The agency said it had reasonable grounds for suspecting that Aspen abused its dominance in the market by charging excessive prices for cancer medications such as Leukeran, Alkeran and Myleran. Aspen is not new to cancer price-fixing probes.

Last month, the EU said it had opened a formal investigation against the company for excessive pricing concerning five life-saving cancer medicines.

The EU authorities also accused Aspen of abusing its dominant market position in breach of EU anti-trust rules.

Bonakele said given that Aspen also supplied similar products in South Africa, the commission had grounds to suspect that the international pharmaceutical giant could be involved in similar practices locally.

“Moreover, Aspen appears to be either the only supplier or at least a dominant supplier of these products in both the South African and the European markets,” Bonakele said. “Given that Aspen’s products are listed as generic products, it is of concern that none of the markets have observed significant entry of other generic products by competing pharmaceutical companies.”

Concerning Pfizer, the commission said it was in possession of information that suggested that the New York-based company charged excessive prices for lung cancer medication called Xalkori Crizotinib.

Bonakele said Pfizer was the only provider of Xalkori Crizotinib in the country.

“The information available to the commission is that Xalkori Crizotinib cost approximately R152 000 for 250mg when bought through an agent, Equity,” he said. “Subsequent information suggests that there was a price reduction to R72 000 per month for 250mg.

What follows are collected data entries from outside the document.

PR #234, opened 2022-08-12
Run clippy on examples in CI

### LINKED ISSUE #201: Ensure that all examples run in CI
They should run for a couple milliseconds each and then be closed. We can't verify correctness, but we can avoid runtime panics and compile failures.

TimJentzsch:
Closes #201.

Note that this doesn't _run_ the examples, but I think running clippy on them gives the best ROI.

Actually running may have several disadvantages:

- It's hard to set up, you'd probably need to get a list of all examples somehow.
- It could reduce CI times substantially, depending on the timeout.
- It is flaky, sometimes it might catch an error and sometimes not.

Also note that this way of setting up CI has the disadvantage that it's not run in parallel.
This might not scale well, especially with the examples now.

### DIFF
--- a/tools/ci/src/main.rs
+++ b/tools/ci/src/main.rs
@@ -16,4 +16,9 @@ fn main() {
     cmd!("cargo clippy --workspace --all-features -- -D warnings -A clippy::type_complexity")
         .run()
         .expect("Please fix clippy errors in output above.");
+
+    // Check the examples with clippy
+    cmd!("cargo clippy --examples -D warnings -A clippy::type_complexity")
+        .run()
+        .expect("Please fix clippy errors in the examples.");
 }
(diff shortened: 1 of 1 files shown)


alice-i-cecile:
I think this is a good starting place.

I'm definitely worried about runtime panics getting missed (especially missing resources), but this is a sizable improvement and we can revisit it later.

alice-i-cecile (approved):

alice-i-cecile:
We should disable type complexity for this entire check.

TimJentzsch:
> I think this is a good starting place.
> 
> I'm definitely worried about runtime panics getting missed (especially missing resources), but this is a sizable improvement and we can revisit it later.

I wonder if we can somehow detect those paper cuts at compile time in the future

TimJentzsch:
> We should disable type complexity for this entire check.

Yea I think I forgot a `--` in the command

alice-i-cecile (approved):

PR #236, opened 2022-08-13
Fix clippy warnings to also derive `Eq`

TimJentzsch:
Clippy now emits warnings when you derive `PartialEq`, but not `Eq` when it is possible.
In the `cargo run -p ci` script, those warnings become errors.

This PR fixes these warnings and must be merged before #234 and #235.


alice-i-cecile:
Can you add this to the changelog? I'll merge it right after.

TimJentzsch:
> Can you add this to the changelog for 0.6? I'll merge it right after.

Sure, in which section do you want it? Enhancement?

alice-i-cecile:
Usability please :)

alice-i-cecile (approved):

This conduct is suggestive of abusive behaviour in respect of the supply of Xalkori Crizotinib in South Africa.”

Bonakele said civil society organisations such as Advocates for Breast Cancer, the Cancer Alliance, Cancer Association of South Africa and Section27 also complained about excessive pricing, price discrimination and exclusionary conduct in the provision of breast cancer treatment in the country.

Aspen yesterday said it would co-operate with the investigation.

The company said pharmaceutical prices in South Africa were approved by the Department of Health in terms of the Single Exit Price regulatory framework, which established a universal fixed price for each pharmaceutical product.